• Problem: Nothing may be dropped or added when the entries below are copied.
- - - - - - -
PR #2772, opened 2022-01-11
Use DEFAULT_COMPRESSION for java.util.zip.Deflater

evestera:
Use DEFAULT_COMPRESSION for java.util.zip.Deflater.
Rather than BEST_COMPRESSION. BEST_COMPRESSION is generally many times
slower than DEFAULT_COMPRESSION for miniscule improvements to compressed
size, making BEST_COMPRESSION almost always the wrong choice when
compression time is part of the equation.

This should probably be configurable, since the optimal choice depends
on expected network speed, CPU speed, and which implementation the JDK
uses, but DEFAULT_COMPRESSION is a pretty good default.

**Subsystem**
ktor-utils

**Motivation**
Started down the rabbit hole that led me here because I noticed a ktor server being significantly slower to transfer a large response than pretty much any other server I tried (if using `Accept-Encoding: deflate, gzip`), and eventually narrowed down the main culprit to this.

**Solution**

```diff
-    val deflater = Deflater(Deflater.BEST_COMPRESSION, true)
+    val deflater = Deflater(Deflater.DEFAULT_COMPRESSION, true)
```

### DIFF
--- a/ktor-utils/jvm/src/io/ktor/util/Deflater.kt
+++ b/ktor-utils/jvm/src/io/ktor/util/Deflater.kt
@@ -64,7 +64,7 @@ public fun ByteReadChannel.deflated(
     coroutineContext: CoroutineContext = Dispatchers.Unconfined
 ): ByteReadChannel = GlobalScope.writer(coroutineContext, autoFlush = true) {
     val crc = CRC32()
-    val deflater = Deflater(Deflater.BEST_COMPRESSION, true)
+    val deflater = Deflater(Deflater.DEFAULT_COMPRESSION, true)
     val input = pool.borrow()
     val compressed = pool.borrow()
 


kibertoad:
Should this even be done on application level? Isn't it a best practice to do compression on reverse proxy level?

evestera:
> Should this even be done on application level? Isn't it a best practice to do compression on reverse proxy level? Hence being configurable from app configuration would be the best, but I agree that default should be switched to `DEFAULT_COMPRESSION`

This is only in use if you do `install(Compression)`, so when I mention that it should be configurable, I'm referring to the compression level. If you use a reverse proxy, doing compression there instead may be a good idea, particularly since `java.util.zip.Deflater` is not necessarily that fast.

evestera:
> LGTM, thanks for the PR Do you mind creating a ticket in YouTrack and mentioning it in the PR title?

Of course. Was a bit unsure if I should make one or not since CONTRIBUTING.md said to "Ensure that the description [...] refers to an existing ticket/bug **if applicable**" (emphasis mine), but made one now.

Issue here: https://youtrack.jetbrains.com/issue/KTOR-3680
- - - - - - -
• Exercise answer:
PR #2772, opened 2022-01-11
Use DEFAULT_COMPRESSION for java.util.zip.Deflater

evestera:
Use DEFAULT_COMPRESSION for java.util.zip.Deflater.
Rather than BEST_COMPRESSION. BEST_COMPRESSION is generally many times
slower than DEFAULT_COMPRESSION for miniscule improvements to compressed
size, making BEST_COMPRESSION almost always the wrong choice when
compression time is part of the equation.

This should probably be configurable, since the optimal choice depends
on expected network speed, CPU speed, and which implementation the JDK
uses, but DEFAULT_COMPRESSION is a pretty good default.

**Subsystem**
ktor-utils

**Motivation**
Started down the rabbit hole that led me here because I noticed a ktor server being significantly slower to transfer a large response than pretty much any other server I tried (if using `Accept-Encoding: deflate, gzip`), and eventually narrowed down the main culprit to this.

**Solution**

```diff
-    val deflater = Deflater(Deflater.BEST_COMPRESSION, true)
+    val deflater = Deflater(Deflater.DEFAULT_COMPRESSION, true)
```

### DIFF
--- a/ktor-utils/jvm/src/io/ktor/util/Deflater.kt
+++ b/ktor-utils/jvm/src/io/ktor/util/Deflater.kt
@@ -64,7 +64,7 @@ public fun ByteReadChannel.deflated(
     coroutineContext: CoroutineContext = Dispatchers.Unconfined
 ): ByteReadChannel = GlobalScope.writer(coroutineContext, autoFlush = true) {
     val crc = CRC32()
-    val deflater = Deflater(Deflater.BEST_COMPRESSION, true)
+    val deflater = Deflater(Deflater.DEFAULT_COMPRESSION, true)
     val input = pool.borrow()
     val compressed = pool.borrow()
 


kibertoad:
Should this even be done on application level? Isn't it a best practice to do compression on reverse proxy level?

evestera:
> Should this even be done on application level? Isn't it a best practice to do compression on reverse proxy level? Hence being configurable from app configuration would be the best, but I agree that default should be switched to `DEFAULT_COMPRESSION`

This is only in use if you do `install(Compression)`, so when I mention that it should be configurable, I'm referring to the compression level. If you use a reverse proxy, doing compression there instead may be a good idea, particularly since `java.util.zip.Deflater` is not necessarily that fast.

evestera:
> LGTM, thanks for the PR Do you mind creating a ticket in YouTrack and mentioning it in the PR title?

Of course. Was a bit unsure if I should make one or not since CONTRIBUTING.md said to "Ensure that the description [...] refers to an existing ticket/bug **if applicable**" (emphasis mine), but made one now.

Issue here: https://youtrack.jetbrains.com/issue/KTOR-3680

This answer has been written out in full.